● **AIM OF THE EXERCISE**:
Go through the entries below and collect each line with the string "Maybe" in it.

● **MATERIAL FOR THE TASK**:

Issue #3570, opened 2025-12-10
[Dark mode] Tree widgets have a hard to see black foreground in dark mode


Andr2ea:
Description

Tree widgets across multiple Eclipse views do not properly render selection highlighting in dark theme mode. This issue affects various Eclipse trees including the Preference Dialog tree, Import wizards, Breakpoints view, and other views - but notably NOT the Project Explorer which renders correctly. When items are selected in these affected trees, the selection background and foreground colors do not adapt to dark theme, resulting in poor visibility and contrast issues. A custom workaround was to manually override the SWT.EraseItem event and repaint selections with appropriate colors for dark themes. This issue also happens in S32Ds.

To Reproduce

Enable dark theme in Eclipse (Window -> Preferences -> General -> Appearance -> Theme -> Select "Dark")
Open any of the following:
Preferences dialog (Window -> Preferences) - click items in the left tree
Import wizard (File -> Import) - click items in the import source tree
Breakpoints view (Window -> Show View -> Debug -> Breakpoints) - select breakpoints in the tree
Click on any item in these "Tree" widgets
Observe that selected items have poor contrast/visibility with incorrect selection colors that don't match the dark theme
Compare with Project Explorer tree selection which renders correctly with proper dark theme colors

Expected behavior

All tree widget selections should automatically adapt to the current theme consistently across Eclipse. In dark theme:

Selected items should have a clearly visible selection background (similar to Project Explorer's selection rendering)
Selected text should be white or light colored for proper contrast
The selection rendering should be consistent across ALL tree widgets in Eclipse, not just Project Explorer

Screenshots

<img width="178" height="661" alt="Image" src="https://github.com/user-attachments/assets/2fee68de-8daf-4efb-b314-8831ff4d8257" />

<img width="686" height="525" alt="Image" src="https://github.com/user-attachments/assets/be56b746-9b84-45b2-a858-6742a7690921" />

<img width="446" height="406" alt="Image" src="https://github.com/user-attachments/assets/a0c12b71-cbf7-45f6-8fc4-3dc3b9dbdc38" />

<img width="682" height="514" alt="Image" src="https://github.com/user-attachments/assets/ea732072-c6e8-4c78-afd3-4d844d9de05a" />

Image Image Image Image
Version Information:

OS and OS Version/extra details: Windows 10
Eclipse Version 2023-12

HeikoKlare:
This is related to:
[...]

Issue #2780, opened 2025-02-07
[Dark theme] In explorer, highlight color is similar to the normal color


haoting-chen:
Eclipse Platform 4.34.0
In explorer, the highlight color is similar to the normal color, making highlighted items difficult to see.
Below is an example, first item is highlighted one.
![Image](https://github.com/user-attachments/assets/2e9aedde-0b1a-43c5-bd30-5d4ecc85611e)

HeikoKlare:
Related to:
- https://github.com/eclipse-platform/eclipse.platform.swt/issues/811
- https://github.com/eclipse-platform/eclipse.platform.ui/pull/1690

PR #3659, opened 2026-01-12
Proper selection coloring in JFace Structured Viewers

Christopher-Hermann:
Resumption of #1690

Highlighting problem when using the dark theme on Windows https://github.com/eclipse-platform/eclipse.platform.swt/issues/811

JFace viewer are using OS selection color to highlight the selected item. On some OS this is not accessible. In particular when the eclipse is used with dark theme and the OS is used with light theme, this can cause really bad UI/UX experience. With this change, the selection color can be changed via color preference in the settings of eclipse.

**Example**
Selection color on Windows Server in dark theme looks really bad:
272533915-9b63234a-6644-4174-9f2a-42b610eb5d66

**Testing**
On start up of eclipse, the selection colors in column viewers (table and tree viewer) should look like before.
On Windows, the dark theme should predefine the selection colors to fix the bad coloring on some Windows platforms.

In the preferences (Preferences > General > Appearance > Colors and Fonts), there are 4 new properties for the coloring of the viewer selection:

- Basic > Viewer selection background (focused)
- Basic > Viewer selection background (no focus)
- Basic > Viewer selection foreground (focused)
- Basic > Viewer selection foreground (no focus)
Changing these colors should affect the coloring of the selection in viewers. The coloring should immediately be applied as soon as the apply button is confirmed. The reset button should reset the coloring to the OS specific highlight coloring, expect for Windows dark theme, where the predefined colors should be restored.

**OS Information**
The fix is implemented for Windows and Mac only (no GTK).
On GTK the coloring via `SWT.EaraseItem` is not working properly.

Fixes:
https://github.com/eclipse-platform/eclipse.platform.swt/issues/811
https://github.com/eclipse-platform/eclipse.platform.ui/issues/1688
https://github.com/eclipse-platform/eclipse.platform.ui/issues/1956
https://github.com/eclipse-platform/eclipse.platform.ui/issues/2780
https://github.com/eclipse-platform/eclipse.platform.ui/issues/3570

See:
https://github.com/eclipse-platform/eclipse.platform.ui/pull/1690
https://github.com/eclipse-platform/eclipse.platform.ui/pull/2793


bundles/org.eclipse.jface/src/org/eclipse/jface/viewers/ColumnViewerSelectionColorListener.java
```diff
@@ -0,0 +1,253 @@
...
+		Listener[] listeners = control.getListeners(SWT.EraseItem);
+
+		// Get the OwnerDrawListener if it exists
+		Object ownerDrawListener = control.getData(OWNER_DRAW_LISTENER_KEY);
+
+		// Count non-framework listeners (excluding this listener and OwnerDrawListener)
+		int customListenerCount = 0;
+		for (Listener listener : listeners) {
+			if (listener != this && listener != ownerDrawListener) {
+				customListenerCount++;
```
merks: You could return immediately without counting all of them...

laeubi:
@Christopher-Hermann please use descriptive title and PR description and also adapt the commit message. It is impossible to understand without looking at the code what is actually done here.

Beside that, its always good to show before/after screenshot for visual changes.

Christopher-Hermann:
Added PR title & description. In the current state there are most probably some things left that needs to be cleaned up, tests are missing, etc.

But in the first place I wanted to share the coding with @fedejeanne to get the fix running on all operating systems.
In the last try there were a lot of issue especially for Linux that we need to solve...

fedejeanne:
@Christopher-Hermann thank you for retrying this!

As agreed, I tested on Linux and I found some of the problems that were already mentioned in https://github.com/eclipse-platform/eclipse.platform.ui/issues/1956, namely:

1. The **Viewer selection foreground (no focus)** does not apply in the _package explorer_ (`MANIFEST.MF`) and in the _Preferences_ (`Colors and Fonts` item)

Screenshot from 2026-01-13 13-45-24

This situation is worse with the default values since it's then white over white for non-focused elements (`MANIFEST.MF` in the _package explorer_)

image

---

2. Icons go missing, both for the focused (orange) and the non-focused (light blue) elements

Screenshot from 2026-01-13 13-56-43

bundles/org.eclipse.jface/src/org/eclipse/jface/viewers/ColumnViewerSelectionColorListener.java
```diff
@@ -0,0 +1,253 @@
...
+ * <p>
+ * Colors are managed through the JFace {@link ColorRegistry} and can be
+ * customized by putting new values into the registry with the following keys:
+ * </p>
+ *
+ * @see org.eclipse.jface.viewers.OwnerDrawLabelProvider
+ * @see org.eclipse.jface.viewers.StyledCellLabelProvider
+ * @see org.eclipse.jface.viewers.FocusCellOwnerDrawHighlighter
+ */
+public class ColumnViewerSelectionColorListener implements Listener {
```
fedejeanne, line 53:
```suggestion
 * @see org.eclipse.jface.viewers.FocusCellOwnerDrawHighlighter
 * @since 3.39
 */
public class ColumnViewerSelectionColorListener implements Listener {
```

bundles/org.eclipse.ui.workbench/eclipseui/org/eclipse/ui/internal/themes/ColumnViewerSelectionColorFactory.java
```diff
@@ -0,0 +1,71 @@
...
+/**
+ * Color factory for viewer selection colors that adapts to the OS/desktop theme.
+ * Provides default colors based on system colors for focused and unfocused selections.
+ * <p>
+ * The default colors are based on system title bar colors which automatically adapt
+ * to light/dark themes and high contrast modes. Themes can override these defaults
+ * to provide custom styling.
+ * </p>
+ *
+ * @since 3.32
```
fedejeanne:
```suggestion
 * @since 3.39
```

bundles/org.eclipse.jface/src/org/eclipse/jface/viewers/StructuredViewer.java
```diff
@@ -1210,6 +1210,7 @@ public void widgetDefaultSelected(SelectionEvent e) {
 		});
 		handler.addPostSelectionListener(widgetSelectedAdapter(this::handlePostSelect));
 		handler.addOpenListener(StructuredViewer.this::handleOpen);
+		ColumnViewerSelectionColorListener.addListenerToViewer(this);
```
fedejeanne: This line is causing the missing icons (problem Nr. 2 in my review)

Christopher-Hermann: Mh damn, no clue why this is happening on Linux :(
This line is needed to get the `ColumnViewerSelectionColorListener` linked to the viewer. This listener is handling the drawing of the selection colors, so this is needed.

A really bad option would be to register the listener only on Windows. This would at least solve the issue on Windows and I guess on Linux we don't have the issue.

But I will have a look if I can figure out why the icons are missing on Linux

Christopher-Hermann: @fedejeanne I adjusted the bounds of the back ground for better debugging. The background is now drawn with a offset of some pixel.
Maybe the `fillBackground` is drawing over the icons.
In case you have time, could you post a new screenshot?

bundles/org.eclipse.jface/src/org/eclipse/jface/viewers/ColumnViewerSelectionColorListener.java
```diff
@@ -181,11 +181,20 @@ public static void drawSelection(Event event, org.eclipse.swt.graphics.Device de
...
 		// Fill selection rectangle
-		gc.fillRectangle(0, event.y, width, event.height);
+		// Use event.x and event.width to respect the bounds provided by SWT,
+		// which on some platforms (like GTK/Linux) excludes the image area
+		gc.fillRectangle(x, event.y, width, event.height);
 
 		// Remove SELECTED and BACKGROUND flags to prevent native drawing from overwriting our custom colors
-		event.detail &= ~(SWT.SELECTED | SWT.BACKGROUND);
+		// Note: On Linux/GTK, we must keep the SELECTED flag so that icons are still drawn
+		// We only remove BACKGROUND to prevent the native background from overwriting our custom colors
```
fedejeanne: The comment is confusing, you are removing `SELECTED` in the line below

bundles/org.eclipse.jface/src/org/eclipse/jface/viewers/ColumnViewerSelectionColorListener.java
```diff
@@ -181,11 +181,20 @@ public static void drawSelection(Event event, org.eclipse.swt.graphics.Device de
 			width = scrollable.getClientArea().width;
 		}
 
+		int x = 0;
+		if (width > 50) {
+			x = 50;
+		}
```
fedejeanne: Why 50? Magic number?

bundles/org.eclipse.jface/src/org/eclipse/jface/viewers/ColumnViewerSelectionColorListener.java
fedejeanne: ... or even rewrite it to use a more declarative idiom like:

```java
return Arrays.stream(listeners).anyMatch(l -> l != this && l != ownerDrawListener);
```

fedejeanne (commented):
@Christopher-Hermann I now have some other odd behavior: I see half painted selections :-\

_EDIT: I see the icons though, so that's good :-)_

Here I changed the _Viewer selection background (focused)_ from orange to green and  _Viewer selection background (no focus)_ to yellow and you can see that the selections still have a half-orange part, both the focused and the non-focused ones.

Image

bundles/org.eclipse.jface/src/org/eclipse/jface/viewers/ColumnViewerSelectionColorListener.java
fedejeanne: Ach,silly me, it was right in the commit-text: `Debugging: Draw background with offset`. So yes, it's a magic "debug" number.

btw. I played with it and reducing it to 15 produces a half painted selection without icon so this is the problematic code spot:

image

Christopher-Hermann: Yes, was for debugging removed it again. See my comment for information about the current/final state.

bundles/org.eclipse.jface/src/org/eclipse/jface/viewers/ColumnViewerSelectionColorListener.java
Christopher-Hermann: Comment updated

bundles/org.eclipse.ui.workbench/eclipseui/org/eclipse/ui/internal/themes/ColumnViewerSelectionColorFactory.java
Christopher-Hermann: done

bundles/org.eclipse.jface/src/org/eclipse/jface/viewers/ColumnViewerSelectionColorListener.java
Christopher-Hermann: done

bundles/org.eclipse.jface/src/org/eclipse/jface/viewers/ColumnViewerSelectionColorListener.java
Christopher-Hermann: Done

Christopher-Hermann:
I tried a lot on a Linux VM and followed the Eclipse article where the `SWT.EaraseItem` is described as: "SWT.EraseItem: allows a client to custom draw a cell’s background and/or selection, and to influence whether the cell’s foreground should be drawn"
But this does not appear to work correctly on Linux (GTK) environments. This leads me to believe there might be a bug in its implementation for this platform.

I’ve implemented a fix/option that influences selection colors, but explicitly only for Windows and macOS, effectively skipping GTK.
I know this is not nice, but according to the amount of issues (all on windows) I guess this solution is better than doing nothing.

Any opinions?

fedejeanne:
@Christopher-Hermann thank you for looking into it and for going into so much trouble for Linux too! I have to say my opinion is somewhat partial since I only develop on Eclipse on Linux in my own free time (we use Windows at work, where my colleagues periodically remind me about this very annoying issue). That being said: I'd be OK to compromise and skip this feature for Linux.

Maybe @akurtakov / @jonahgraham / @iloveeclipse can chip in here since they work on Linux?

@Christopher-Hermann in case your proposal is accepted and you deliver the functionality for Windows and Mac only, you would have to remove the new properties under `General > Appearance > Colors and Fonts` for Linux though since they don't apply

image

Christopher-Hermann:
> @Christopher-Hermann in case your proposal is accepted and you deliver the functionality for Windows and Mac only, you would have to remove the new properties under `General > Appearance > Colors and Fonts` for Linux though since they don't apply

I tried to do this, but I didn't find a way to define a color definition only for Windows and Mac, or to hide it on Linux. So if someone has an idea how this could be done please let me know.

bundles/org.eclipse.ui.workbench/eclipseui/org/eclipse/ui/internal/themes/ColumnViewerSelectionColorFactory.java
```diff
@@ -0,0 +1,67 @@
...
+		} else if ("SELECTED_CELL_BACKGROUND_NO_FOCUS".equals(color)) { //$NON-NLS-1$
+			return display.getSystemColor(SWT.COLOR_TITLE_INACTIVE_BACKGROUND).getRGB();
+
+		} else if ("SELECTED_CELL_FOREGROUND_NO_FOCUS".equals(color)) { //$NON-NLS-1$
+			return display.getSystemColor(SWT.COLOR_TITLE_INACTIVE_FOREGROUND).getRGB();
+
+		} else {
+			return new RGB(0, 0, 0);
+		}
+	}
```
fedejeanne, line 41: How about something more concise like ...
```suggestion
	   @Override
        public RGB createColor() {
                return Display.getDefault().getSystemColor(idToColor(color)).getRGB();
        }

        private int idToColor(String id) {
                return switch (id) {
                case "SELECTED_CELL_BACKGROUND" -> SWT.COLOR_TITLE_BACKGROUND; //$NON-NLS-1$
                case "SELECTED_CELL_FOREGROUND" -> SWT.COLOR_WHITE; //$NON-NLS-1$
                case "SELECTED_CELL_BACKGROUND_NO_FOCUS" -> SWT.COLOR_TITLE_INACTIVE_BACKGROUND; //$NON-NLS-1$
                case "SELECTED_CELL_FOREGROUND_NO_FOCUS" -> SWT.COLOR_TITLE_INACTIVE_FOREGROUND; //$NON-NLS-1$
                default -> SWT.COLOR_BLACK;
                };
        }
```

?

With one change: `default` (or `null`) now yield `SWT.COLOR_BLACK`, which should also work as expected **(please double check this)**.

bundles/org.eclipse.jface/src/org/eclipse/jface/viewers/ColumnViewerSelectionColorListener.java
```diff
@@ -0,0 +1,199 @@
...
+		Color backgroundColor;
+		Color foregroundColor;
+
+		if (control.isFocusControl()) {
+			backgroundColor = getSelectionColor(COLOR_SELECTION_BG_FOCUS, event.display);
+			foregroundColor = getSelectionColor(COLOR_SELECTION_FG_FOCUS, event.display);
+		} else {
+			backgroundColor = getSelectionColor(COLOR_SELECTION_BG_NO_FOCUS, event.display);
+			foregroundColor = getSelectionColor(COLOR_SELECTION_FG_NO_FOCUS, event.display);
+		}
```
fedejeanne:
```suggestion
		final Color backgroundColor = getSelectionColor(
                                control.isFocusControl() ? COLOR_SELECTION_BG_FOCUS : COLOR_SELECTION_BG_NO_FOCUS, event.display);
                final Color foregroundColor = getSelectionColor(
                                control.isFocusControl() ? COLOR_SELECTION_FG_FOCUS : COLOR_SELECTION_FG_NO_FOCUS, event.display);
```

bundles/org.eclipse.jface/src/org/eclipse/jface/viewers/ColumnViewerSelectionColorListener.java
```diff
@@ -0,0 +1,199 @@
...
+			systemColor = device.getSystemColor(SWT.COLOR_TITLE_INACTIVE_FOREGROUND).getRGB();
+			break;
+		default:
+			systemColor = device.getSystemColor(SWT.COLOR_LIST_SELECTION).getRGB();
+			break;
+		}
+
+		registry.put(key, systemColor);
+		return registry.get(key);
+	}
```
fedejeanne:
```suggestion
	private static Color getSelectionColor(String key, org.eclipse.swt.graphics.Device device) {
                ColorRegistry registry = JFaceResources.getColorRegistry();

                if (!registry.hasValueFor(key)) {
                        RGB systemColor = device.getSystemColor(idToColor(key)).getRGB();
                        registry.put(key, systemColor);
                }

                return registry.get(key);
        }

        private static int idToColor(String id) {
                return switch (id) {
                case COLOR_SELECTION_BG_FOCUS -> SWT.COLOR_TITLE_BACKGROUND;
                case COLOR_SELECTION_FG_FOCUS -> SWT.COLOR_WHITE;
                case COLOR_SELECTION_BG_NO_FOCUS -> SWT.COLOR_TITLE_INACTIVE_BACKGROUND;
                case COLOR_SELECTION_FG_NO_FOCUS -> SWT.COLOR_TITLE_INACTIVE_FOREGROUND;
                default -> SWT.COLOR_LIST_SELECTION;
                };
        }
```

fedejeanne (commented):
I'm looking into this again and trying to find the cause for the misbehavior in Linux, no luck.

I do have some minor comments regarding the writing style though.

Christopher-Hermann:
> I'm looking into this again and trying to find the cause for the misbehavior in Linux, no luck.
> 
> I do have some minor comments regarding the writing style though.

Thanks for checking it again and for your comments. I did not have time to look into it yet, hopefully I find some time the next days 👍

bundles/org.eclipse.ui.workbench/eclipseui/org/eclipse/ui/internal/themes/ColumnViewerSelectionColorFactory.java
```diff
@@ -0,0 +1,67 @@
...
+
+		} else if ("SELECTED_CELL_FOREGROUND".equals(color)) { //$NON-NLS-1$
+			return display.getSystemColor(SWT.COLOR_WHITE).getRGB();
+
+		} else if ("SELECTED_CELL_BACKGROUND_NO_FOCUS".equals(color)) { //$NON-NLS-1$
+			return display.getSystemColor(SWT.COLOR_TITLE_INACTIVE_BACKGROUND).getRGB();
+
+		} else if ("SELECTED_CELL_FOREGROUND_NO_FOCUS".equals(color)) { //$NON-NLS-1$
+			return display.getSystemColor(SWT.COLOR_TITLE_INACTIVE_FOREGROUND).getRGB();
+
```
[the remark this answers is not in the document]
fedejeanne: Done, it's now inside `org.eclipse.jface.viewers.ColumnViewerSelectionColorListener.idToDefaultSWTSystemColor(String)`

bundles/org.eclipse.jface/src/org/eclipse/jface/viewers/ColumnViewerSelectionColorListener.java
```diff
@@ -0,0 +1,199 @@
...
+import org.eclipse.swt.widgets.Event;
+import org.eclipse.swt.widgets.Listener;
+import org.eclipse.swt.widgets.Scrollable;
+
+/**
+ * EraseItem event listener that provides custom selection coloring for JFace
+ * viewers. This listener only activates when no custom owner draw label
+ * provider is registered, ensuring it doesn't conflict with existing custom
+ * drawing implementations.
+ * <p>
```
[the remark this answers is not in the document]
fedejeanne: @Christopher-Hermann we need to revisit this. Originally, this class was only listening to `SWT.EraseItem` in the past, which is (partly) why the icons were missing in Linux. It now listens to `SWT.EraseItem` and `SWT.PaintItem` and it separates the responsibilities properly i.e. when handling `SWT.EraseItem`, it merely draws the background (deleting the text and the icons) and when handling `SWT.PainItem` it draws the icon and the text.

So this raises 2 questions for me:

1. Do we still need to have the logic to avoid installing this listener when `isListenerRegistered(control)` is `true`?
2. Is it correct to skip the "erasing" part when there are other listeners that do that? (see usage of `hasAdditionalEraseItemListeners(event)` in `handleEraseItem(event)`)

WDYT?

bundles/org.eclipse.jface/src/org/eclipse/jface/viewers/ColumnViewerSelectionColorListener.java
```diff
@@ -0,0 +1,199 @@
...
+	 */
+	private boolean hasAdditionalEraseItemListeners(Event event) {
+		if (!(event.widget instanceof Control control)) {
+			return false;
+		}
+
+		Listener[] listeners = control.getListeners(SWT.EraseItem);
+		Object ownerDrawListener = control.getData(OWNER_DRAW_LISTENER_KEY);
+		return Arrays.stream(listeners).anyMatch(l -> l != this && l != ownerDrawListener);
+	}
```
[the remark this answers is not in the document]
fedejeanne: Fixed, it now skips `this` and everything before it and searches for something other than the `OwnerDrawListener`.

bundles/org.eclipse.ui.workbench/eclipseui/org/eclipse/ui/internal/themes/ColumnViewerSelectionColorFactory.java
```diff
@@ -0,0 +1,67 @@
...
+ *
+ * @since 3.39
+ */
+public class ColumnViewerSelectionColorFactory implements IColorFactory, IExecutableExtension {
+
+	private String color = null;
+
+	@Override
+	public RGB createColor() {
+		Display display = Display.getDefault();
```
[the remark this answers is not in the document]
fedejeanne: I'd be fine with using `getCurrent()` too. WDYT @Christopher-Hermann ?

bundles/org.eclipse.jface/src/org/eclipse/jface/viewers/ColumnViewerSelectionColorListener.java
```diff
@@ -0,0 +1,199 @@
...
+		if (event.widget instanceof Scrollable scrollable) {
+			width = scrollable.getClientArea().width;
+		}
+
+		gc.fillRectangle(0, event.y, width, event.height);
+
+		// Remove SELECTED and BACKGROUND flags to prevent native drawing from
+		// overwriting our custom colors
+		event.detail &= ~(SWT.SELECTED | SWT.BACKGROUND);
+	}
```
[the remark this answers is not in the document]
fedejeanne: Not present anymore

bundles/org.eclipse.jface/src/org/eclipse/jface/viewers/ColumnViewerSelectionColorListener.java
```diff
@@ -0,0 +1,199 @@
...
+		int width = event.width;
+		if (event.widget instanceof Scrollable scrollable) {
+			width = scrollable.getClientArea().width;
+		}
+
+		gc.fillRectangle(0, event.y, width, event.height);
+
+		// Remove SELECTED and BACKGROUND flags to prevent native drawing from
+		// overwriting our custom colors
+		event.detail &= ~(SWT.SELECTED | SWT.BACKGROUND);
```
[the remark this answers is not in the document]
fedejeanne: Unnecessary

bundles/org.eclipse.jface.text/src/org/eclipse/jface/internal/text/TableOwnerDrawSupport.java
```diff
@@ -83,7 +85,7 @@ public void handleEvent(Event event) {
 				measureItem(event);
 				break;
 			case SWT.EraseItem:
-				event.detail &= ~SWT.FOREGROUND;
+				event.detail&= ~SWT.FOREGROUND;
```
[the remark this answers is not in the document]
fedejeanne: Fixed

bundles/org.eclipse.ui.workbench/eclipseui/org/eclipse/ui/internal/themes/ColumnViewerSelectionColorFactory.java
fedejeanne: Fixed and also I moved the whole logic to `org.eclipse.jface.viewers.ColumnViewerSelectionColorListener`. Notice that black is not the fallback anymore, I use `SWT.COLOR_LIST_SELECTION` instead (which is a system color). Its JavaDoc says

```
System color used to paint list selection background areas (value is 26).
```

... which seems to me that it is so arbitrary as `new RGB(0, 0, 0)` but it doesn't create any new instances.

fedejeanne:
Aside from the failing checks, this PR is ready to be reviewed. 

@Christopher-Hermann I made lots of changes that still need to be squashed. I thought it would be easier for you to review if there are several smaller, more descriptive, changes than only 1 big commit. I tried it on Windows and Linux and it works better than before, at least no icons go missing in Linux.

There is still one thing that doesn't really work as I expect it to: the **foreground** color in the preferences does not affect views like the package explorer, the outline, (quick) hierarchy view and others. It also doesn't affect lists inside the manifest editor. For what I saw, it only affects the code-completion popup, which is achieved by `CompletionProposalDrawSupport` (adapted from #2793). Do you have any idea where could we tweak the code so the missing places also honor the foreground color set in the preferences?

bundles/org.eclipse.ui.workbench/eclipseui/org/eclipse/ui/internal/themes/ColumnViewerSelectionColorFactory.java
Christopher-Hermann: Yes looks good 👍

bundles/org.eclipse.jface/src/org/eclipse/jface/viewers/ColumnViewerSelectionColorListener.java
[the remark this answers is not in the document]
Christopher-Hermann: I find it kind of hard to get a proper overview about all the table drawing that is available in the eclipse stack. 

1. I tried to be as minimal inversive as possible. I'm not sure what happens if there are other listeners registered. I retested with your changes and at least all the tests seems to be okay. But it's hard to tell if there are any other use cases where we "break" coloring. With the actual coding it breaks for example the "Abstract Syntax Tree"

2. Yes, I guess it is correct to skip if there are other listeners. We only want to change colors for viewers where no custom coloring is done

Christopher-Hermann (commented):
With the current state it breaks the Abstract Syntax Tree:

Image

Left side without the change, right side with the change (same type is selected)
To retest you can run the command `Show in (Abstract Syntax Tree)`

Next finding:
Foreground colors are not considered anymore on macOS:

Image

I'm not sure how we can proceed here, I already spend a lot of time into this topic and it feels like there is no proper solution working on all platforms for this problem :(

● **SOLUTION TO THIS TASK**:
Maybe the `fillBackground` is drawing over the icons.
Maybe @akurtakov / @jonahgraham / @iloveeclipse can chip in here since they work on Linux?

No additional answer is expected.